Wczoraj swoje oszczędności straciła 82-letnia kobieta. Trzy dni wcześniej oszustom dał się podejść 90-letni mężczyzna. 1 października około godziny 13.30 do drzwi 82-letniej mieszkanki ul. Dunikowskiego zapukało dwoje ludzi podających się za pracowników wodociągów. Gdy mężczyzna „odczytywał” wskazania licznika, kobieta myszkowała po szafkach. Oszuści bardzo szybko lokal opuścili, a ufna gliwiczanka straciła prawie 1000 zł oraz biżuterię wartości 2000 zł.

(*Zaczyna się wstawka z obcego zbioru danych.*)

Issue #343, opened 2023-05-29
LoginFlow restructure


Leptopoda:
We currently have our `AccountsBloc` that is added to a provider and thus accessible throughout the app.
My idea is to let it also handle the loginflow by making it instantiate a `LoginBloc` and handle it's lifecycle.
This has the big advantage that we can access the LoginBloc (if instantiated) wherever we have an AccountsBloc.

My intention was to separate the `UrlEntryScreen` and the `WebViewScreen` and having access to the LoginBloc is crucial for this.
We could just pass it as a parameter or instantiate a new Provider making the LoginBloc only accessible for children of the `UrlEntryScreen`.

In #338 I wanted to make routing automatic so once a user is logged in the router would get notified and just redirect us to the homescreen (wich would show the homescreen for the currently active app and account).
Sadly once we wanted to login a second user the redirection logic intercepted our routing to the LoginScreen and again redirected us to the HomeScreen (if we knew that a new login was instantiated we could also decide based on that knowledge).

Lastly we could also move all of
https://github.com/provokateurin/nextcloud-neon/blob/d47461f4456279a231b6cbfde049c2110a288053/packages/neon/neon/lib/src/pages/login.dart#L60-L95

into the AccountsBloc as it is a perfect candidate of business logic that does not need to be in the Widget. As for the error case we could use the streams onError callback to handle the snackbars in the UI.

---

I'm not that sure if it does make sense to move all routing decisions to the go_router redirection feature as I'd need to see how that would turn out but I think that moving LoginBloc into the AccountsBloc would be a good cleanup of some UI code.

Finally we should also have #283 in mind as it's also LoginFlow related.

provokateurin:
Sounds about right, would you mind opening a PR for that?

https://github.com/provokateurin/nextcloud-neon/issues/284 should also be considered because it makes everything a little more complicated. For the login flow we first get the url and need to check the server connection before initializing the flow, but for qr code we get all the information at once and need to check the server connection.
My idea was to have a `ServerConnectionPage` that would show some loading spinners or checkmarks or exclamation marks based on the connection. The four categories for that would be status (is it reachable), server version (compatibility), maintenance mode (not really relevant for qr login, but login flow won't work) and the credentials (basically what https://github.com/provokateurin/nextcloud-neon/blob/d47461f4456279a231b6cbfde049c2110a288053/packages/neon/neon/lib/src/models/account.dart#L10 is doing, but showing an error when a 401 is returned).

[...]

PR #348, opened 2023-06-02
RFC: Login docs

provokateurin:
https://github.com/provokateurin/nextcloud-neon/issues/343


Leptopoda:
Looks good.
I'd like to make the validations (validate server details) and (validate login credentials) a condition. The validation can fail and what happens.
Or do you think this is irrelevant for this chart?

Does it make sense to name the end state? Like logged in?

---

a more general question:
I think once our doc comments are mature enough we probably want to host the generated docs either here on GH-Pages or by pub.dev once published. In this case we'd probably want to also publish this with it. I've never used it but dart doc supports topics. Arbitrary markdown that will be added to the generated docs. I only saw that in the [go_router docs](https://pub.dev/documentation/go_router/latest/) and think this could be good to use.

In that case we should start with a structure that'll support this flow (separate md per documentation part). 

---

How didn't I know plantuml before. I've only used umlet and it's just awefull. Would've made a lot easier.

docs/login.puml
```diff
@@ -0,0 +1,35 @@
...
+    endif
+endif
+
+if "Selected login method?" then
+-[#blue]->[Login flow] "Validate server details"
+-[#blue]-> "Open login flow page"
+-[#blue]-> "Initiate login flow"
+-[#blue]-> "Open web browser"
+-[#blue]-> "Wait for login flow result"
+-[#blue]-> "Validate login details"
```
provokateurin, line 19: This one is obsolete, as we can be sure that the credentials returned by the login flow are correct (nevertheless we need to fetch the username, so we might as well leave it in)

provokateurin: @Leptopoda Should we leave it or not? The logic would be exactly the same and we should also display some UI

provokateurin:
I tried adding the failure cases but the diagram looks horrible :/

provokateurin:
And the diagram gets way too complicated because it's not possible to properly reuse these nodes.

Leptopoda (approved):

PR #359, opened 2023-06-04
neon: Fix missing active account

provokateurin:


packages/neon/neon/lib/src/blocs/accounts.dart
```diff
@@ -37,19 +37,28 @@ class AccountsBloc extends Bloc implements AccountsBlocEvents, AccountsBlocState
     });
 
     final as = accounts.value;
+
     if (_globalOptions.rememberLastUsedAccount.value && _storage.containsKey(_keyLastUsedAccount)) {
       final lastUsedAccountID = _storage.getString(_keyLastUsedAccount);
-      activeAccount.add(lastUsedAccountID != null ? as.find(lastUsedAccountID) : null);
```
provokateurin, line 42: For some reason this code failed because the key was there, but the value was null.

provokateurin: I assume I was wiped here when I clicked on the notification: https://github.com/provokateurin/nextcloud-neon/blob/35eb2d65799f3e6a5f53b62da8cac868d3e52f86/packages/neon/neon/lib/src/app.dart#L143
But I don't understand how the account could be null.

packages/neon/neon/lib/src/blocs/accounts.dart
```diff
@@ -37,19 +37,28 @@ class AccountsBloc extends Bloc implements AccountsBlocEvents, AccountsBlocState
...
-      );
+      if (lastUsedAccountID != null) {
+        final aa = as.find(lastUsedAccountID);
+        if (aa != null) {
+          activeAccount.add(aa);
+        }
+      }
     }
+
+    _globalOptions.initialAccount.stream.listen((final lastAccount) {
```
Leptopoda, line 51: Why do we need to listen to this?
we only rely on the executed logic on startup but are still listening to it the for entire life cycle of the app.

Leptopoda:
Could it be that 
https://github.com/provokateurin/nextcloud-neon/blob/35eb2d65799f3e6a5f53b62da8cac868d3e52f86/packages/neon/neon/lib/src/blocs/accounts.dart#L28

needs to be called?
Currently we load the accounts and then register the listener thus not executing it.

packages/neon/neon/lib/src/blocs/accounts.dart
provokateurin: I forgot to revert it to the `.stream.first.then`

packages/neon/neon/lib/src/blocs/accounts.dart
```diff
@@ -37,19 +37,28 @@ class AccountsBloc extends Bloc implements AccountsBlocEvents, AccountsBlocState
...
-          final account = lastAccount != null ? as.find(lastAccount) : null;
-          if (account != null) {
-            activeAccount.add(account);
-          }
-        }),
-      );
+      if (lastUsedAccountID != null) {
+        final aa = as.find(lastUsedAccountID);
+        if (aa != null) {
+          activeAccount.add(aa);
```
Leptopoda, line 46: Can we use setActiveAccount?

packages/neon/neon/lib/src/blocs/accounts.dart
```diff
@@ -37,19 +37,28 @@ class AccountsBloc extends Bloc implements AccountsBlocEvents, AccountsBlocState
...
+        }
+      }
     }
+
+    _globalOptions.initialAccount.stream.listen((final lastAccount) {
+      final account = lastAccount != null ? as.find(lastAccount) : null;
+      // As long as no active account has been set it should set the active account
+      if (activeAccount.valueOrNull == null) {
+        if (account != null) {
+          activeAccount.add(account);
```
Leptopoda, line 56: Can we use setActiveAccount?

packages/neon/neon/lib/src/blocs/accounts.dart
```diff
@@ -37,19 +37,28 @@ class AccountsBloc extends Bloc implements AccountsBlocEvents, AccountsBlocState
...
+        } else if (as.isNotEmpty) {
+          activeAccount.add(as.first);
```
Leptopoda, line 58: Can we use setActiveAccount?

provokateurin:
>  Currently we load the accounts and then register the listener thus not executing it.

I don't understand what you mean. In the constructor we listen to account changes and update the global options accordingly, so I don't see a problem there?

Leptopoda:
My bad. I thought that we are adding event's to the stream and then add a listener thus the listener would not be called as the events where already added (before we had a listener).

Behaviorsubject being a broadcast stream obviously doesn't like that and the listener will still be called.

Leptopoda (approved):

PR #360, opened 2023-06-04
Fix account selector avatar

provokateurin:


Leptopoda (changes requested):
Can't we just use a LayoutBuilder with a size constraint?

This could look something like:
[0001-patch.txt](https://github.com/provokateurin/nextcloud-neon/files/11654054/0001-patch.txt)

Yep it's based on the cleaner code as it was easier to work with it.
This should enable us to eliminate the use of `IntrinsicWidth` or `IntrinsicHeight`.

- This patch does not allow forcing the size to be too big but if we want to enable such (potentially stupid) stuff one could `size = widget.size ?? constraints.constrain(Size.square(kAvatarSize)).shortestSide;`.

Also treat that patch as an experiment if that would even work that I came up in a few minutes (it might be broken in other ways :sweat_smile:)

provokateurin:
I'll wait with this for https://github.com/provokateurin/nextcloud-neon/pull/344 getting merged. Rebasing would be a PITA

Leptopoda:
Now it should be fairly easy to use the patch.

packages/neon/neon/lib/src/widgets/user_avatar.dart
```diff
@@ -34,47 +35,50 @@ class _UserAvatarState extends State<NeonUserAvatar> {
...
-          ),
-        ],
-      ],
-    );
-  }
+  Widget build(final BuildContext context) => LayoutBuilder(
+        builder: (final context, final constraints) {
+          final isDark = Theme.of(context).brightness == Brightness.dark;
+          size = constraints.constrain(Size.square(widget.size)).shortestSide;
+          final pixelSize = (size * MediaQuery.of(context).devicePixelRatio).toInt();
```
Leptopoda, line 42: Why do we need this? can't we use size directly?

Leptopoda (approved):
Didn't test it but looks ok if the above is intentional.

packages/neon/neon/lib/src/widgets/user_avatar.dart
provokateurin: The flutter size is not the same size as physical pixels. To get an image with the correct resolution for the display we need to convert the flutter size into the physical pixel size.

provokateurin: >   /// The number of device pixels for each logical pixel. This number might not
  /// be a power of two. Indeed, it might not even be an integer. For example,
  /// the Nexus 6 has a device pixel ratio of 3.5.

Leptopoda: Ah yeah makes sense

PR #363, opened 2023-06-07
Feature/adaptive layout

Leptopoda:
We need to make the apps independent form other parameters so we can easily put it into a go_route.

Now every app will have it's own provider that neon will register for it.

### DIFF
--- a/packages/neon/neon/lib/src/blocs/apps.dart
+++ b/packages/neon/neon/lib/src/blocs/apps.dart
@@ -144,4 +144,8 @@ class AppsBloc extends InteractiveBloc implements AppsBlocEvents, AppsBlocStates
 
     return _blocs[appImplementation.id] = appImplementation.buildBloc(_account.client) as T;
   }
+
+  List<Provider>? getAppProviders() => appImplementations.valueOrNull?.data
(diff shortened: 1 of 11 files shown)


provokateurin:
Very nice changes! I wanted to do this injection for a while.
Do you think it makes sense to also inject the options for each of the apps? Right now they are also passed to the blocs and just available via `bloc.options`, so it doesn't add much, but it might be cleaner.

provokateurin (approved):

Leptopoda:
after the adaptive changes I'd like to make `AppImplementation` an interface so yes this makes sense long term.

provokateurin:
The notifications app is broken because the provider is not injected (it doesn't appear in the normal appImplementations list) but it also fails to find it due to the missing provider for the new route when the page is opened. The MultiProvider should probably wrap the whole MaterialApp to prevent this.

Leptopoda:
Ah yes. I didn't think about that.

Kilka dni wcześniej w rejonie ul. Kościuszki przy spacerującym z psem mężczyźnie zatrzymał się samochód, najprawdopodobniej marki opel vectra. Dwaj siedzący w nim mężczyźni opowiedzieli 90-latkowi historię międzynarodowej firmy, w której pracują. Zwierzyli się z krytycznej sytuacji, jaka spotkała ich w Polsce. W tle historii znalazł się nawet poważny wypadek ich współpracownika, konieczność natychmiastowej płatnej operacji oraz… problem z wymianą euro na złotówki.Kierowany współczuciem gliwiczanin zadeklarował pomoc.
Pobrał z konta bankowego 10 tys. zł, a w zastaw otrzymał saszetkę z rzekomą europejską walutą. Później, zniecierpliwiony zbyt długim oczekiwaniem na pożyczkobiorców, odkrył, że w saszetce był tylko jeden banknot. Reszta to pocięte gazety.
Policja apeluje do osób starszych: nigdy nie przekazujcie pieniędzy ludziom, których nie znacie! Każde ustępstwo od tej zasady może skutkować dużymi stratami.
Tego nie da się racjonalnie wytłumaczyć. Jak można obcej osobie dać tyle kasy ?! Każdy z nas może zostać oszukany, ale przy takich kwotach, to w głowie powinna się zapalić czerwona lampka.